> [Task goal]: Check every line of the data below for "warning". Copy each one that has it.

Given records: Begin

PR #16708, opened 2023-04-27
feat: deprecate Label and add NativeLabel as replacement

### LINKED ISSUE #3532: Warn users about incorrect usage of Label
When I incorrectly use `Label` in V10, I want to get a warning message. 

In Vaadin 8 and earlier `Label` was used for text content. In V10, it maps to `<label>`. This will likely lead to a lot of incorrect markup that's possibly confusing for screen readers. 

Suggestion: Log a warning in the console if a `Label` is used without `for` or an `input` child.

Given records: End

> [Solution]:
When I incorrectly use `Label` in V10, I want to get a warning message. 
Suggestion: Log a warning in the console if a `Label` is used without `for` or an `input` child.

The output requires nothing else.